I step into the hallway and there’s Max. It’s really something.

“You look like a cross between a superhero and the world’s tallest two-year-old boy,” I say.

“And you look like Aspen Barbie.”

“Then we’re set.”

We go downstairs and outside. The first big snow of the season always reminds me of things I’ve forgotten: that when it dumps nearly two feet in twelve hours, cars are not cars anymore but big ivory shapes in the landscape that look like they’ve been there since Stonehenge. The trees are dipped in white cake icing. Max takes in the altered city around us and I wonder if he thinks what I think: that it doesn’t seem quite real, all quiet and monochromatic like this.

Max steps over the mountain ridge of snow to the street. It’s been plowed, but there’s still enough snow on the pavement to make driving hazardous, and walking only slightly less so. But the sidewalk, or at least the area where I know the sidewalk should be, is completely impassable. Max offers his hand to help me over the ridge and I take it. As I go, I catch my foot. He steadies me. Then I’m on the other side and upright and really happy I’m wearing these boots and don’t even care if it is real fur.

We walk one, two, then three and four steps holding hands. Who’s supposed to let go first?

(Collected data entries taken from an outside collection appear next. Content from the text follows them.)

PR #1461, opened 2024-02-13
Update cris to cris-fsr in NCAR converter

ashley314:
## Description

Updating `cris` to `cris-fsr` for the NCAR's obs2ioda converter. 

## Issue(s) addressed

Addresses https://github.com/JCSDA-internal/skylab/issues/327

## Dependencies

- [x] https://github.com/JCSDA-internal/SIMOBS/pull/235
- [x] https://github.com/JCSDA-internal/skylab/pull/341
- [x] https://github.com/JCSDA-internal/ewok/pull/929

## Impact

Changes the observation ingest suite, so we will test with that CI.

## Checklist


src/ncar-bufr2nc-fortran/define_mod.f90
```diff
@@ -343,7 +343,7 @@ subroutine set_name_sensor(instid, sensor)
       case (297); sensor = 'ahi'
       case (207); sensor = 'seviri'
       case (420); sensor = 'airs'
-      case (620); sensor = 'cris'
+      case (620); sensor = 'cris-fsr'
```
BenjaminRuston, line 346: this seems to be not flexible for `cris` and `cris-fsr` which changed a specific crossover date

BenjaminRuston:
ok @ashley314 this is essentially hardcoded to the `cris-fsr`

it is a hard date crossover where NOAA switched processing, unfortunate as the sensor ID seems to be the same 
`      case (620); sensor = 'cris-fsr'`

ashley314:
> ok @ashley314 this is essentially hardcoded to the `cris-fsr`
> 
> it is a hard date crossover where NOAA switched processing, unfortunate as the sensor ID seems to be the same ` case (620); sensor = 'cris-fsr'`

@BenjaminRuston When you say "sensor ID" are you referring to `case (620)`? I did not know how to check that so what I have here was a guess and it seemed to work

BenjaminRuston:
@ashley314 to be thorough we can get a `cris` file before the change to `cris-fsr` and see if it to is caught by the `case(620)`

if it has a unique identifier that would be great, but I'm guessing they may very well be the same

ashley314:
@BenjaminRuston I was able to convert a CrIS file from 2020-01-01 using this converter. But that file seems to contain both the old CrIS and CrIS-fsr. For our skylab purposes, I don't think files older than that will need to be converted

src/ncar-bufr2nc-fortran/define_mod.f90
climbfuji: Can we address this question/concern first before I review the set of PRs?

ashley314: Yes. @BenjaminRuston I commented below, that I was able to convert a CrIS file from 2020-01-01 using this converter. But that file seems to contain both the old CrIS and CrIS-fsr. For our skylab purposes, I don't think files older than that will need to be converted. Do you agree or have concerns with that?

BenjaminRuston: again this converter will hopefully deprecate and we'll move to the EMC one so yes agree for now let's move forward and cross idea of handling older CrIS data when we get our re-analysis funding

PatNichols:
@ashley314 Do we have to merge this with the other PRs or is it independent?

src/ncar-bufr2nc-fortran/define_mod.f90
BenjaminRuston: these numbers for obserrors are `431` long which is `fsr` we would need another vector for the `cris` data for truncated anyway.. 

in short this is hardcoded to `fsr` so this should be fine

BenjaminRuston (approved):
this is correct as this decoder is hardcoded in the vector to cris-fsr

ashley314:
@PatNichols It should be merged with the other PRs. Thanks for checking!

smaticka:
When I ran the `ingest-observations.yaml` after pulling this branch on `iodaconv` and in `ewok` and then running `make`, it completes the ingest experiment. but when I did the same thing, but also pull the branch for `skylab`, I get an error. I'll write it on the skylab PR.

ashley314:
Thanks @smaticka, I followed up in that PR. There is a [line](https://github.com/JCSDA-internal/ewok/blob/bae54b6040ee6205fb506e8285cd717d6194d4e2/src/ewok/suites/ingestObservations.py#L32) in the `EWOK` PR and you shouldn't be getting that error. Can you check your `EWOK` repo and do a`git pull` to make sure the branch is up to date and matches what is in `feature/obsingest_cris-fsr`?

smaticka (approved):
Thanks @ashley314 . it worked for me when I pulled all 3 branches and ran `ingest-observations.yaml` for just `cris`

cmgas:
If somebody can merge this I will merge the other two!

climbfuji:
> If somebody can merge this I will merge the other two!

Ready whenever you are

cmgas:
Merged!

On the fifth step, Max lets go of my hand and we begin to trudge up Park. The MetLife Building glows in the distance behind us, lit up even though it’s not even eight in the morning. The Christmas trees lining the strip down the center of the avenue are dark, though. So are the traffic lights.

“Power must be out in this whole area,” says Max.

A single, brave (or stupid) cab makes its way slowly downtown. At the same time, a snowplow truck is lumbering toward Park from Eighty-Third Street. Max looks at one, then the other, then walks farther into the intersection.

“Watch out!” I yell.

He steps hesitantly at first, then more confidently. When he gets to a spot in the middle of Park, he holds up both hands: one to the cab, one to the plow. Both vehicles slowly come to a halt. Max looks at me.

“The plow first!” I shout. He nods, then motions for the plow to move forward, stepping out of the way to let it pass. The driver actually tips his hat to Max as he goes by. Now the cab continues on its way, but the driver doesn’t look at either of us.

We’re so busy feeling proud of this traffic control that neither of us sees the other cab.